Up to and including the line that contains "<options-window", reproduce every line exactly, beginning with the first line below.

*** Materials provided Section Begins ***

PR #1397, opened 2023-03-08
fixed directory builder widget label issue

syedgalib:
## PR Type

- [x] Bugfix
- [ ] Security fix
- [ ] Improvement
- [ ] New Feature
- [ ] Build related changes
- [ ] Text changes

## Description
The card option fields in the 'card-builder' widget uses label from its root, but if the option fields contains label field in it then it uses that value instead of the root label.

The back button widget has a toggle field and its key is defined as 'label' which is not appropriate for its kind.
Therefore the card option field was using its boolean value as the widget label.

So I have added an additional check on the 'getWidgetLabel' helper to skip the label field if its type is not text.

## Any linked issues
[Task: Fix - Directory Builder - Listing Header - Back Button Issue](https://tasks.hubstaff.com/app/organizations/37274/projects/265386/tasks/5316474)

## Checklist

### DIFF
--- a/assets/src/js/admin/vue/modules/form-fields/Card_Builder_Listing_Header_Field.vue
+++ b/assets/src/js/admin/vue/modules/form-fields/Card_Builder_Listing_Header_Field.vue
@@ -6,7 +6,7 @@
         v-bind="widgetCardOptionsWindow"
         @close="closeCardWidgetOptionsWindow()"
       />
-      
+
       <options-window
         :active="widgetOptionsWindowActiveStatus"
         v-bind="widgetOptionsWindow"
@@ -200,7 +200,7 @@ export default {
     output_data() {
       let output = {};
       let layout = this.local_layout;
-      
+
       // Parse Layout
       for ( let section in layout ) {
         output[section] = {};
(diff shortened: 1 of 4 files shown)


assets/src/js/admin/vue/modules/form-fields/Card_Builder_Listing_Header_Field.vue
```diff
@@ -772,10 +772,11 @@ export default {
         label = widget.label;
       }
 
-      if ( 
-        this.isObject( widget.options ) && 
-        widget.options.fields && 
-        widget.options.fields.label && 
+      if (
```
obiPlabon, line 775: How about https://developer.mozilla.org/en-US/docs/Web/JavaScript/Reference/Operators/Optional_chaining

`widget?.options?.fields?.label?.value?.length && widget?.options?.fields?.type === 'text'`

obiPlabon (changes requested):

assets/src/js/admin/vue/modules/form-fields/Card_Builder_Listing_Header_Field.vue
syedgalib: Sure

obiPlabon (approved):
Maybe ok

PR #1404, opened 2023-03-14
improve some code for PHP8.1

mdalaminbey:
1. set `get_directorist_option` force default
2. rename appsero client `__trans` to `_trans`
3. set DateTime methods return type
4. create `sniffer:php8.1` composer command


obiPlabon (approved):
Looks good

PR #1564, opened 2023-08-16
Refactor review system

vairafiq:
1. Add new hooks
2. Add new parameters in existing hooks
3. Add review fraction star
4. Tweaking review calculation


obiPlabon (changes requested):
PR title says "add new hook and parameter" but actually there's more than that. Please explain other changes.

PR #1594, opened 2023-09-13
Improve/builder data

syedgalib:
## PR Type

- [ ] Bugfix
- [ ] Security fix
- [x] Improvement
- [ ] New Feature
- [ ] Build related changes
- [ ] Text changes

## Description
The directory builder is JSON based builder and its data is provided from the `Multi_Directory_Manager` class. But for some reason  if any other class or function requires only the builder's JSON data, the entire class will have to be executed which is not necessary.

Thats why I have extracted the builder JSON data into a separate class so that the builder's JSON data can be access from any where without executing the main class.

## Checklist


obiPlabon (changes requested):
- We don't need a data sub-directory. Please keep it simple and under the `multi-directory-setup`
- No need for `get_data_content` we know the file exists. So no need to check and require, just keep it the way as it was before.
- Rename `builder-data.php` to `class-builder-data.php`
- Instead of returning all the data as an array better return separately, like `get_fields`, `get_lyouts`, `get_config`, `get_options`.
- Since `prepare_settings` has been called 6 times we can cache the assignment, like the following -
```php
public function prepare_settings() {
  if ( empty( self::$fields ) ) {
	  self::$fields  = Builder_Data::get_fields();
  }
  
  if ( empty( self::$layouts ) ) {
	  self::$layouts = Builder_Data::get_layouts();
  }
  
  if ( empty( self::$config ) ) {
	  self::$config  = Builder_Data::get_config();
  }
        
  if ( empty( self::$options ) ) {
	  self::$options = Builder_Data::get_options();
  }
}
```

obiPlabon (approved):
Looks good

PR #1619, opened 2023-10-05
Fix review submission captcha issue

obiPlabon:
## PR Type

- Bugfix

## Description
Since the Directorist is using WordPress's default comment system to store reviews. So, whenever there is a captcha or any other captcha-like system it doesn't users to submit any review and usually returns a 403 error.

Note: only the source files have been changed, to test the PR someone must run `npm run dev` or `npm run prod`.

## Checklist


vairafiq (approved):
Looks good

PR #2681, opened 2022-12-09
fix(address-service): DOMA-4880 Address service client + POST = ❤️

AleX83Xpert:
Address service client was simplified
Call POST method for suggests
tin (inn) was added to jsdoc

### DIFF
--- a/packages/keystone/plugins/utils/address-service-client/AddressServiceClient.js
+++ b/packages/keystone/plugins/utils/address-service-client/AddressServiceClient.js
@@ -1,6 +1,11 @@
 const fetch = require('node-fetch')
 
 /**
+ * @typedef {Object} SuggestionHelpersType
+ * @property {string} tin The organization's tin (inn)
+ */
+
+/**
  * @typedef {Object} AddressServiceParams
  * @property {string?} geo
  * @property {number?} count Number of results to return (20 by default)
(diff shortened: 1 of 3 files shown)


packages/keystone/plugins/utils/address-service-client/AddressServiceClient.js
```diff
@@ -102,9 +96,9 @@ class AddressServiceClient {
             throw new Error('The `s` parameter is mandatory')
         }
 
-        const urlParams = [`s=${s}`, this.urlifyParams(params)].filter(Boolean)
+        const urlParams = new URLSearchParams({ s, ...params }).toString()
```
dkoviazin, line 99: URLSearchParams - do not work recursive
image

dkoviazin (approved):

packages/keystone/plugins/utils/address-service-client/AddressServiceClient.js
AleX83Xpert: 🤦‍♂️
will fix soon

AleX83Xpert: Recursivity is not needed here, because we pass a one-level object with strings (according to jsdoc).

akarjakin (approved):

*** Materials provided Section Ends ***

## Expected answer
PR #1397, opened 2023-03-08
fixed directory builder widget label issue

syedgalib:
## PR Type

- [x] Bugfix
- [ ] Security fix
- [ ] Improvement
- [ ] New Feature
- [ ] Build related changes
- [ ] Text changes

## Description
The card option fields in the 'card-builder' widget uses label from its root, but if the option fields contains label field in it then it uses that value instead of the root label.

The back button widget has a toggle field and its key is defined as 'label' which is not appropriate for its kind.
Therefore the card option field was using its boolean value as the widget label.

So I have added an additional check on the 'getWidgetLabel' helper to skip the label field if its type is not text.

## Any linked issues
[Task: Fix - Directory Builder - Listing Header - Back Button Issue](https://tasks.hubstaff.com/app/organizations/37274/projects/265386/tasks/5316474)

## Checklist

### DIFF
--- a/assets/src/js/admin/vue/modules/form-fields/Card_Builder_Listing_Header_Field.vue
+++ b/assets/src/js/admin/vue/modules/form-fields/Card_Builder_Listing_Header_Field.vue
@@ -6,7 +6,7 @@
         v-bind="widgetCardOptionsWindow"
         @close="closeCardWidgetOptionsWindow()"
       />
-      
+
       <options-window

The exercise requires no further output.